Words are important. Some words fully and accurately capture the scope of their subject in year one as well as they do in year one thousand. Others become outdated and can actually limit those that hinge their identity on them, hindering growth and unnecessarily leaving a lot of opportunities on the table.
Such is the case for the term "rich media."
Why is the term no longer working for the interactive ad industry? How can it? "Rich media" was first coined in late 1999 by publishers looking to define any online ad with a file size larger than 30 to 40K, (the standard file size that most publisher ad serving platforms are limited to handle). Since that time, third-party providers like EyeWonder have risen to prominence with new technologies and serving capabilities that enable advertisers to deliver far more compelling and interactive ad campaigns than publishers' ad servers could ever handle on their own.
Accordingly, Wikipedia has more recently defined rich media as "a broad range of interactive digital media that exhibit dynamic motion, taking advantage of enhanced sensory features such as video, audio and animation." Unfortunately for our industry, definitions like this can also be applied to any rich media that appears online, including on websites. In fact, most current interactive industry award events utilize the term rich media to describe their websites, not interactive advertising, and instead lump advertising into one big "display advertising" bucket.
It's clear that rich media is a term that is not clearly defined and understood (even within the industry) and is at best a catch-all for an ever-widening array of interactive media.
Findings of an anonymously fielded online survey of online advertising influencers conducted by EyeWonder in March 2008 highlights the inadequacies and confusion within the industry. The survey revealed that:
- 62 percent of the respondents agree that the term "rich media" is too "generic and meaningless."
- 66 percent of industry execs surveyed did not believe that "rich media" accurately defined today's online video ads.
- 76 percent of agency executives did not believe it to be an adequate term to cover "emerging platforms" -- mobile, IPTV, etc.
- 68 percent agreed that a new category name for "rich media" is needed (term "rich media" doesn't capture where digital advertising is headed in the next five years; it is too generic/meaningless).
- 92 percent of agency influencers had a positive to neutral opinion of the term "Interactive Digital Advertising," finding it more accurate than "rich media."

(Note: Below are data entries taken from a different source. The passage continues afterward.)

PR #12181, opened 2015-06-21
Add hasBody to ngResource action configuration

kaufholdr:
The use of hasBody would allow developers of REST interfaces to decide if a request body is necessary or not on a per method basis.

The way ngResource currently handles request bodies in custom requests make the definition of custom requests pretty useless. It’s not possible to transfere a request body through a  other requests than POST, PUT, PATCH. Or am I wrong?

It may be true that some browser implementations are also brocken when it comes to methods like DELETE but this broken behavior should not be enforced by angular.

Even as i read the https://github.com/angular/angular.js/issues/3207 after creating the patch its somehow picking up pmariduenas comment on creating a enableDeleteRequestBody. Its just the generic version for all custom requests.

### DIFF
--- a/src/ngResource/resource.js
+++ b/src/ngResource/resource.js
@@ -194,7 +194,7 @@ function shallowClearAndCopy(src, dst) {
  *     `response` and `responseError`. Both `response` and `responseError` interceptors get called
  *     with `http response` object. See {@link ng.$http $http interceptors}.
  *   - **`hasBody`** - `{boolean}` - allows to specify if a request body should be included or not.
- *     If not specified only POST, PUT and PATCH will have a request.
+ *     If not specified only POST, PUT and PATCH requests will have a body.
  *
  * @param {Object} options Hash with custom settings that should extend the
  *   default `$resourceProvider` behavior.  The supported options are:
--- a/src/ngResource/resource.js
+++ b/src/ngResource/resource.js
@@ -193,6 +193,8 @@ function shallowClearAndCopy(src, dst) {
  *   - **`interceptor`** - `{Object=}` - The interceptor object has two optional methods -
  *     `response` and `responseError`. Both `response` and `responseError` interceptors get called
  *     with `http response` object. See {@link ng.$http $http interceptors}.
+ *   - **`hasBody`** - `{boolean}` - allows to specify if a request body is to be used (not
+ *     required for POST,PUT,PATCH and can't disable body inclusion on this methods).
  *
  * @param {Object} options Hash with custom settings that should extend the
  *   default `$resourceProvider` behavior.  The supported options are:
@@ -640,7 +642,7 @@ angular.module('ngResource', ['ng']).
         };
 
         forEach(actions, function(action, name) {
-          var hasBody = /^(POST|PUT|PATCH)$/i.test(action.method);
+          var hasBody = /^(POST|PUT|PATCH)$/i.test(action.method) || action.hasBody === true;
           var numericTimeout = action.timeout;
           var cancellable = isDefined(action.cancellable) ?
               action.cancellable : route.defaults.cancellable;
--- a/src/ngResource/resource.js
+++ b/src/ngResource/resource.js
@@ -194,7 +194,7 @@ function shallowClearAndCopy(src, dst) {
  *     `response` and `responseError`. Both `response` and `responseError` interceptors get called
  *     with `http response` object. See {@link ng.$http $http interceptors}.
  *   - **`hasBody`** - `{boolean}` - allows to specify if a request body should be included or not.
- *     If not specified POST,PUT and PATCH will have a request body.
+ *     If not specified only POST, PUT and PATCH will have a request.
  *
  * @param {Object} options Hash with custom settings that should extend the
  *   default `$resourceProvider` behavior.  The supported options are:
--- a/src/ngResource/resource.js
+++ b/src/ngResource/resource.js
@@ -193,8 +193,8 @@ function shallowClearAndCopy(src, dst) {
  *   - **`interceptor`** - `{Object=}` - The interceptor object has two optional methods -
  *     `response` and `responseError`. Both `response` and `responseError` interceptors get called
  *     with `http response` object. See {@link ng.$http $http interceptors}.
- *   - **`hasBody`** - `{boolean}` - allows to specify if a request body is to be used (not
- *     required for POST,PUT,PATCH and can't disable body inclusion on this methods).
+ *   - **`hasBody`** - `{boolean}` - allows to specify if a request body should be included or not.
+ *     If not specified POST,PUT and PATCH will have a request body.
  *
  * @param {Object} options Hash with custom settings that should extend the
  *   default `$resourceProvider` behavior.  The supported options are:
--- a/src/ngResource/resource.js
+++ b/src/ngResource/resource.js
@@ -642,7 +642,7 @@ angular.module('ngResource', ['ng']).
         };
 
         forEach(actions, function(action, name) {
-          var hasBody = /^(POST|PUT|PATCH)$/i.test(action.method) || action.hasBody === true;
+          var hasBody = action.hasBody === true || (action.hasBody !== false && /^(POST|PUT|PATCH)$/i.test(action.method));
           var numericTimeout = action.timeout;
           var cancellable = isDefined(action.cancellable) ?
               action.cancellable : route.defaults.cancellable;
--- a/test/ngResource/resourceSpec.js
+++ b/test/ngResource/resourceSpec.js
@@ -102,6 +102,10 @@ describe('basic usage', function() {
     var condition = {at: '2038-01-19 03:14:08'};
 
     $httpBackend.expect('CREATE', '/fooresource', instant).respond({fid: 42});
+    $httpBackend.expectPOST('/fooresource').respond(function(method, url, data) {
+      expect(data).not.toBeUndefined();
+      return [200, {id: 42}];
+    });
     $httpBackend.expect('DELETE', '/fooresource', condition).respond({});
 
     var r = $resource('/fooresource', {}, {
@@ -110,16 +114,21 @@ describe('basic usage', function() {
     });
 
     var creationResponse = r.create(instant);
+    var saveResponse = r.save(null, {id: -1});
     var deleteResponse = r.delete(condition);
 
     $httpBackend.flush();
 
     expect(creationResponse.fid).toBe(42);
+    expect(saveResponse.id).toBe(42);
     expect(deleteResponse.$resolved).toBe(true);
   });
 
   it('should not include a request body if hasBody is false on POST, PUT and PATCH', function() {
-    $httpBackend.expect('POST', '/foo').respond({});
+    $httpBackend.expectPOST('/foo').respond(function(method, url, data) {
+      expect(data).toBeUndefined();
+      return [200, {id: 42}];
+    });
     $httpBackend.expect('PUT', '/foo').respond({});
     $httpBackend.expect('PATCH', '/foo').respond({});
 
@@ -135,7 +144,7 @@ describe('basic usage', function() {
 
     $httpBackend.flush();
 
-    expect(postResponse.$resolved).toBe(true);
+    expect(postResponse.id).toBe(42);
     expect(putResponse.$resolved).toBe(true);
     expect(patchResponse.$resolved).toBe(true);
   });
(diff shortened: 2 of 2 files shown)


caitp:
I don't think custom http methods ate necessarily recommended for REST services. This does need some consideration

kaufholdr:
I thought that the decision of enabling custom methods in ngResource has already been made as it is possible right now.

The current behavior of silently dropping the content body for custom requests is just weired (it took me several hours of debugging to locate the problem in angularjs). For me it feels like a bug and not a feature.

Do you think that the inclusion of this patch could be harmfull to the functionality of ngResource?

caitp:
Custom methods and custom http methods are different things, are there any other methods you want a body for? I know people have asked for bodies on DELETE requests

kaufholdr:
I know that there is a difference between custom http methods and custom methods but they are currently both possible in ngResource.

I would not include a body in the DELETE request as I currently have no use for it but i would like to include a body in a LOGIN request which carries the user information in a JSON (not only username an pasword). Some other custom http methods where i would like to include a body are: CLOCKIN, CLOCKOUT, STORNO, ASSIGN, NOTIFY, DISABLE but they are all specific to the project I'm working on. That's why I would like to have a generic attribute on the action specification.

yathos:
I created a modified bower-angular-resource version that includes the requested fix in version 1.4.1  https://github.com/yathos/bower-angular-resource If someone would like to test it.

kaufholdr:
Please tell me if there is anything that I could do to get this pull request included.

Narretz:
Honestly, I don't think custom HTTP methods are a big enough use case to warrant inclusion into the angular core. Especially since $resource is pretty much built for "normal" REST interfaces. If you are doing something special, the recommendation has always been to built your own wrapper around $http.

ElayneB:
+1 for this feature. We have built a client on top of $resource and we consider DELETE with bodies to be part of "normal" rest interfaces.

The use case is bulk relationship delete.
E.G.
`DELETE model/:id/relatedModel` `body: [relatedModelId, relatedModelId, ..]`

kaufholdr:
I'm still interested in getting this pull request integrated.

gkalpak:
Let's consider this after 1.6.0 is released and decide what direction to go (either merge or close).
It is a minimal addition and doesn't seem to do any harm; plus it could take care of the recurring debate about whether `delete` requests should have a body or not.

src/ngResource/resource.js
```diff
@@ -640,7 +642,7 @@ angular.module('ngResource', ['ng']).
         };
 
         forEach(actions, function(action, name) {
-          var hasBody = /^(POST|PUT|PATCH)$/i.test(action.method);
+          var hasBody = /^(POST|PUT|PATCH)$/i.test(action.method) || action.hasBody === true;
```
gkalpak: I would find something like the following more intuitive:

```js
var hasBody = action.hasBody === true || (action.hasBody !== false && /^(POST|PUT|PATCH)$/i.test(action.method));
```

Am I missing any reason why we shouldn't allow people to overwrite `hasBody` for POST, PUT, PATCH? (Not that they should.)

kaufholdr: I'm fine with both versions of the statement. Should I modify the patch?

kaufholdr: I had to like twice to see the error but the correct statement would be:
`var hasBody = action.hasBody === true || (action.hasBody === false && /^(POST|PUT|PATCH)$/i.test(action.method));`

gkalpak: I actually meant it the way I wrote it above. Your version is the same as:

```js
var hasBody = action.hasBody === true || /^(POST|PUT|PATCH)$/i.test(action.method);
```

...which is not what we want.

kaufholdr:
sry for taking so long it should be the correct version now.

gkalpak:
@kaufholdr, we won't get to this before next week, so take your time :smiley:

kaufholdr:
Is there anything more that I can do to get this feature included?

src/ngResource/resource.js
```diff
@@ -193,6 +193,8 @@ function shallowClearAndCopy(src, dst) {
  *   - **`interceptor`** - `{Object=}` - The interceptor object has two optional methods -
  *     `response` and `responseError`. Both `response` and `responseError` interceptors get called
  *     with `http response` object. See {@link ng.$http $http interceptors}.
+ *   - **`hasBody`** - `{boolean}` - allows to specify if a request body should be included or not.
+ *     If not specified only POST,PUT and PATCH will have a request.
```
gkalpak: Nit: Missing whitespace after `,`.

gkalpak (changes requested):
We also need tests for this.

gkalpak:
@kaufholdr, feel free to ping me once you've made the requested changes, so I can take another look.

kaufholdr:
Sure. I have added the required test cases. Are they sufficient?

src/ngResource/resource.js
```diff
@@ -193,6 +193,8 @@ function shallowClearAndCopy(src, dst) {
  *   - **`interceptor`** - `{Object=}` - The interceptor object has two optional methods -
  *     `response` and `responseError`. Both `response` and `responseError` interceptors get called
  *     with `http response` object. See {@link ng.$http $http interceptors}.
+ *   - **`hasBody`** - `{boolean}` - allows to specify if a request body should be included or not.
+ *     If not specified only POST, PUT and PATCH will have a request.
```
gkalpak: _only POST, PUT and PATCH will have a request_ --> _only POST, PUT and PATCH requests will have a body_

test/ngResource/resourceSpec.js
```diff
@@ -97,6 +97,43 @@ describe('basic usage', function() {
     $httpBackend.flush();
   });
 
+  it('should include a request body when calling custom delete with hasBody is true', function() {
```
gkalpak: _custom delete_ --> _custom method_

Can you also test with another method (in the same test), just to avoid giving the impression this is just about `DELETE`.

gkalpak (changes requested):
We also need a test for POST/PUT/PATCH methods with `hasBody: false`.

kaufholdr:
I have added the requested changes.

Should I squash down my changes to one commit on completion or would you like to take them as several commits if it's ready?

test/ngResource/resourceSpec.js
```diff
@@ -97,21 +97,50 @@ describe('basic usage', function() {
...
+
+    var R = $resource('/foo', {}, {
+      post: {method: 'POST', hasBody: false},
+      put: {method: 'PUT', hasBody: false},
+      patch: {method: 'PATCH', hasBody: false}
+    });
+
+    var postResponse = R.post();
+    var putResponse = R.put();
+    var patchResponse = R.patch();
```
gkalpak: Would these 3 calls fail if `hasBody` was not set? I don't think so (but I haven't tried it either). Can you check?

test/ngResource/resourceSpec.js
```diff
@@ -97,21 +97,50 @@ describe('basic usage', function() {
     $httpBackend.flush();
   });
 
-  it('should include a request body when calling custom delete with hasBody is true', function() {
+  it('should include a request body when calling custom method with hasBody is true', function() {
+    var instant = {name: 'info.txt', value: 'V2hlbiB0aGUgdGltZSBlbmRzLg=='};
+    var fid = 42;
+    var created = {fid: fid, filname: 'fooresource', value: 'V2hlbiB0aGUgdGltZSBlbmRzLg=='};
```
gkalpak: Nit: You don't really need these 2 extra variables (`fid`, `created`). You could inline them (and only keep the necessary props) to avoid visual noise.

gkalpak:
You don't need to squash them, btw. We can take care of it while merging.

test/ngResource/resourceSpec.js
kaufholdr: I have cleaned up those variables.

test/ngResource/resourceSpec.js
kaufholdr: No they don't fail if hasBody is not set. This is a bug or a feature of ngResource not enforcing the described api.

kaufholdr: I haven't found a way to distinguish between request parameters and the request body in httpBackend.

Did I miss something?

kaufholdr:
Is there anything that I should fix in this Pull request right now?

test/ngResource/resourceSpec.js
gkalpak: If you pass two params (e.g. `R.post(null, {foo: 'bar'})`), then the first one is interpreted as `params` and the second one as `data`.

For example, th following test currently fails, because `{id: -1}` is not undefined. If something similar passes with your PR, then we are good:

```js
    $httpBackend.expectPOST('/foo').respond(function(method, url, data) {
      expect(data).not.toBeUndefined();
      return [200, {id: 42}];
    });

    var R = $resource('/foo');
    var response = R.save(null, {id: -1});

    $httpBackend.flush();
    expect(response.id).toBe(42);
```

gkalpak:
@kaufholdr, [that][1] should be the last bit :smiley:

[1]: https://github.com/angular/angular.js/pull/12181/files#r105556810

test/ngResource/resourceSpec.js
kaufholdr: sry for the delayed response on my side. I have merged your proposed test case into the test method with hasBody true. The only problem for me was that I couldn't reproduce the failing of the test case. (Even when I used your version.)

Can you see my error or give me the error that you get?

test/ngResource/resourceSpec.js
```diff
@@ -102,6 +102,10 @@ describe('basic usage', function() {
     var condition = {at: '2038-01-19 03:14:08'};
 
     $httpBackend.expect('CREATE', '/fooresource', instant).respond({fid: 42});
+    $httpBackend.expectPOST('/fooresource').respond(function(method, url, data) {
```
gkalpak: This is not needed here. `POST` is not a custom method (which what this test is about).

test/ngResource/resourceSpec.js
```diff
@@ -110,16 +114,21 @@ describe('basic usage', function() {
...
     $httpBackend.flush();
 
     expect(creationResponse.fid).toBe(42);
+    expect(saveResponse.id).toBe(42);
     expect(deleteResponse.$resolved).toBe(true);
   });
 
   it('should not include a request body if hasBody is false on POST, PUT and PATCH', function() {
-    $httpBackend.expect('POST', '/foo').respond({});
+    $httpBackend.expectPOST('/foo').respond(function(method, url, data) {
```
gkalpak: Make this change to all three methods. E.g. something like:

```js
function verifyRequest(method, url , data) {
  expect(data).toBeUndefined();
  return [200, {id: 42}];
}

$httpBackend.expect('POST', '/foo').respond(verifyRequest);
$httpBackend.expect('PUT', '/foo').respond(verifyRequest);
$httpBackend.expect('PATCH', '/foo').respond(verifyRequest);

...
```

gkalpak (changes requested):

test/ngResource/resourceSpec.js
gkalpak: I was probably not clear. What I meant is that my test fails with the code currently in master (i.e. without your PR), which is expected, because we don't support the `hasBody` yet. If the test passes with your PR, then it verifies that the feature you added (`hasBody`) does indeed work for `PUT/POST/PATCH` requests too, so it is good to be merged.

kaufholdr:
Fell free to tell me if there is still something missing. :-)

test/ngResource/resourceSpec.js
```diff
@@ -97,6 +97,76 @@ describe('basic usage', function() {
...
+
+    var postResponse = R.post();
+    var putResponse = R.put();
+    var patchResponse = R.patch();
+
+    $httpBackend.flush();
+
+    expect(postResponse.id).toBe(42);
+    expect(putResponse.$resolved).toBe(true);
+    expect(patchResponse.$resolved).toBe(true);
```
gkalpak: Please, change these two lines to `....id).toBe(42)`.

gkalpak (changes requested):

gkalpak (approved):

kaufholdr:
Thank. You. :-)

gkalpak:
I tweaked the docs a little bit and merged. Thank you for working on this, @kaufholdr 👍

PR #12189, opened 2015-06-22
fix(select): select doesn't work when label and ngModel value match.

### LINKED ISSUE #11835: Work-around for major 1.3x ng-options issue?
`ng-options` has major issues in the 1.3x branch (see #9714 and Breaking Changes under '1.4.0-beta.0' in the CHANGELOG: https://github.com/angular/angular.js/blob/master/CHANGELOG.md ). 

My Angular 1.3.3 production app just hit a wall with this issue: http://plnkr.co/edit/JCM2NOxxO4OFoWybmQhp?p=preview

``` javascript 
angular.module('MyApp', [])

.controller('App', function App($scope, $timeout) {
  $scope.options = null;

  $scope.selected = {
    //try toggling the below IDs

    // works
    //id: 400 

    // DOES NOT work in 1.3x... works in 1.4.0-rc.1+
    id: 1001 // 1002 doesn't work either ... notice 1001 is also a value for 'name'
  };

  // let's pretend ajax call
  $timeout(function() {
    $scope.options = [{
      "id": 400,
      "name": "1001"
    }, {
      "id": 401,
      "name": "1002"
    }, {
      "id": 1001,
      "name": "1003"
    }, {
      "id": 1002,
      "name": "1004"
    }]
  }, 1000);

});
```

This issue is addressed in 1.4.0-rc.0+. However, while 1.4 continues to bake (and hopefully comes out soon), what would be a possible work around?

rgaskill:
The selectCtrl `addOption` compares the label value with the
ngModel value when determining when to set the value of the select
element.  This causes a problem if the label matches model value but
not the selectAs value of the option.

fixes #11835

### DIFF
--- a/src/ng/directive/select.js
+++ b/src/ng/directive/select.js
@@ -715,13 +715,15 @@ var selectDirective = ['$compile', '$parse', function($compile,   $parse) {
             }
             optionGroup[0].element.remove();
           }
-          forEach(labelMap, function(count, label) {
-            if (count > 0) {
-              selectCtrl.addOption(label);
-            } else if (count < 0) {
-              selectCtrl.removeOption(label);
-            }
-          });
+          if (!anySelected) {
+            forEach(labelMap, function(count, label) {
+              if (count > 0) {
+                selectCtrl.addOption(label);
+              } else if (count < 0) {
+                selectCtrl.removeOption(label);
+              }
+            });
+          }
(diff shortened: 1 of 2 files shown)


Narretz:
We've decided not to fix this issue in 1.3.x. See #11835 (comment) for more info

PR #12196, opened 2015-06-23
feat(linky): support tel scheme

gabrielmaldi:


moonklhh:
docs/app/src/errors.js
src/ngSanitize/filter/linky.js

One of the foremost problems with rich media is that it is at once limitless and limiting. This was strongly supported by our research: No two people define it the same way, even within the interactive advertising industry. Expectations of its outcome and impact differ, creating tension among the brand development, marketer, publisher, and creative and media agency stakeholders. A lack of clear and consistent communication among all of the stakeholders often leads to confusion, which can hinder forward progress and growth. I think all the stakeholders would agree that this is bad for business!
The more questions you ask surrounding what is and what is not rich media, the clearer the answers become. Is in-stream a part of rich media? Are video ads delivered to mobile devices rich media? Will new custom ad formats developed by companies like Yahoo, Google or EyeWonder automatically fall under rich media? Does rich media include interactive ads delivered to other digital devices? (I'm guessing that your answers are probably identical to ours.)
We are no longer in 1999. Interactive advertising's creative, delivery and measurement opportunities have all dramatically evolved and improved; it is time for the category's name to catch up with the tremendous capabilities it now offers.
As we move into the next century of advertising, let's dump that which hinders creativity and embrace Interactive Digital Advertising.